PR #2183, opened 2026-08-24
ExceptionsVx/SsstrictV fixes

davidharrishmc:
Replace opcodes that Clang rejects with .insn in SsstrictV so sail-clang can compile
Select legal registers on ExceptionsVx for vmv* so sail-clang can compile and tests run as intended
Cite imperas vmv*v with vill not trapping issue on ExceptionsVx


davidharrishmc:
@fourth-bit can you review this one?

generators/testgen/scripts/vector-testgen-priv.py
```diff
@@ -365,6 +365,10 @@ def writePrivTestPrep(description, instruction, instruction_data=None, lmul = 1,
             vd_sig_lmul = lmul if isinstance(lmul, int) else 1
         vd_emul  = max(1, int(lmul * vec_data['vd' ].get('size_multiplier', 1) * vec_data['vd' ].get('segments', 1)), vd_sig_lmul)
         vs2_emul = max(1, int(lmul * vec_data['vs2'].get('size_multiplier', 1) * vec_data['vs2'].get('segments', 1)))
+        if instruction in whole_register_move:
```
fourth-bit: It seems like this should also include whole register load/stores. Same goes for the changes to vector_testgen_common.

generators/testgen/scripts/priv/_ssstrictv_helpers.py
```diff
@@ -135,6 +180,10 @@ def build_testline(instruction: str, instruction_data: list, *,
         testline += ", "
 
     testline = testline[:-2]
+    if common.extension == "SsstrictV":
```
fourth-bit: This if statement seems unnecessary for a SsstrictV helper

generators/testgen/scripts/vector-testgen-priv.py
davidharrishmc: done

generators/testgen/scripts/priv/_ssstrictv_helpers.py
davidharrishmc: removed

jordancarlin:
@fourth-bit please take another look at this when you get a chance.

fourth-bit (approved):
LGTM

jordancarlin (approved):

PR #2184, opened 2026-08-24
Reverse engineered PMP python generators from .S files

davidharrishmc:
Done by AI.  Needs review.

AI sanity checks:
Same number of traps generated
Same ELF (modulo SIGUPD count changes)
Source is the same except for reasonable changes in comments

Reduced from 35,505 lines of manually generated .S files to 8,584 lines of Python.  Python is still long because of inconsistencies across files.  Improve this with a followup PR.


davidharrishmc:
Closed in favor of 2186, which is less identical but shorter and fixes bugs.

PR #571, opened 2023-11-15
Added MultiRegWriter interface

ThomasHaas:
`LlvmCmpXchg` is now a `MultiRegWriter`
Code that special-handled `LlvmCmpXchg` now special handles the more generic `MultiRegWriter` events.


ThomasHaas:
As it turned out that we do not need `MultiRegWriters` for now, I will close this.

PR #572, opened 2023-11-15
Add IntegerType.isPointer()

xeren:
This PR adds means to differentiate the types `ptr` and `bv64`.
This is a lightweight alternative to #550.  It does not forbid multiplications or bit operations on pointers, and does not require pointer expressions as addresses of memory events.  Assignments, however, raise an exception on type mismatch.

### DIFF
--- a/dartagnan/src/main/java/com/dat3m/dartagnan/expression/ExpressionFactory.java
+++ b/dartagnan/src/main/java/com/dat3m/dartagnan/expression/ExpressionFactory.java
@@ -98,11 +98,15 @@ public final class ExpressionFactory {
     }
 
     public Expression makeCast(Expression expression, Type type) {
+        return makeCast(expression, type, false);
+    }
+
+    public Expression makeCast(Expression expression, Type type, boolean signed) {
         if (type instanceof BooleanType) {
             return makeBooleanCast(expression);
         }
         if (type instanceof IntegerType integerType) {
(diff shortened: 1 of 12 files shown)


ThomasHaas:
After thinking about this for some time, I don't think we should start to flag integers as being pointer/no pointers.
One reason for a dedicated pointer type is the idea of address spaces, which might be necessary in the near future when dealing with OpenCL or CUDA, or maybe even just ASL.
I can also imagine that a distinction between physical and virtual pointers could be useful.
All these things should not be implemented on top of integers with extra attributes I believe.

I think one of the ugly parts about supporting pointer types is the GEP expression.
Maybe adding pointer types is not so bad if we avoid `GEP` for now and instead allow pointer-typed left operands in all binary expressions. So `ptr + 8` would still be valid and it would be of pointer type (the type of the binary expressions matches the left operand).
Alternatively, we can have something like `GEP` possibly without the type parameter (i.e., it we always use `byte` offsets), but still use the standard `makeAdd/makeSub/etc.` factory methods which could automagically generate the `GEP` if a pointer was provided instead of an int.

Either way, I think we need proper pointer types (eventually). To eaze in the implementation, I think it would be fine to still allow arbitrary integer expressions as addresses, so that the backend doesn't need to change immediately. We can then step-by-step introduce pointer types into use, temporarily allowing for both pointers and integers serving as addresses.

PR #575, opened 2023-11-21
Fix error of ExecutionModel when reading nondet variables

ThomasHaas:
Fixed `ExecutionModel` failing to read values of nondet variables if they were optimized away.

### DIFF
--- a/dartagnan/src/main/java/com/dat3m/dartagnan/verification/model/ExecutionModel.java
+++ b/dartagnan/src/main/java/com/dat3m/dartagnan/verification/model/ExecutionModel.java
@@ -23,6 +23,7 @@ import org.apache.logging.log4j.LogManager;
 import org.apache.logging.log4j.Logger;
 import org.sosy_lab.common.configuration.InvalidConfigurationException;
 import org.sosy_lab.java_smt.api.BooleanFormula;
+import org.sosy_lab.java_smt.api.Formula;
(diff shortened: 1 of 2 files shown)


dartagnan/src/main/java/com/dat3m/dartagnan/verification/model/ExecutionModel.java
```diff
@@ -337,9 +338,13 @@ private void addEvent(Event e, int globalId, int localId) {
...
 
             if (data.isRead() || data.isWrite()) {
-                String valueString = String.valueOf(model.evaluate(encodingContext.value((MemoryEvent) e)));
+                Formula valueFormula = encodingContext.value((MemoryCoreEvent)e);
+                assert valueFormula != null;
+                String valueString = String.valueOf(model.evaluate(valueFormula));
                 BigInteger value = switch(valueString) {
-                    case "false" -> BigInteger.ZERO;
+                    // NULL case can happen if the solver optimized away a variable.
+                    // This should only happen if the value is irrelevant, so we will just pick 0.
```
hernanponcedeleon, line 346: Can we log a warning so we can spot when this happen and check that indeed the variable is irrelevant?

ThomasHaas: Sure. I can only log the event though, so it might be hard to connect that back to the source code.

++++++

• [Task statement]
Copy every line of the listing where the word "public" appears.

• [Exercise response]
@@ -98,11 +98,15 @@ public final class ExpressionFactory {
     public Expression makeCast(Expression expression, Type type) {
+    public Expression makeCast(Expression expression, Type type, boolean signed) {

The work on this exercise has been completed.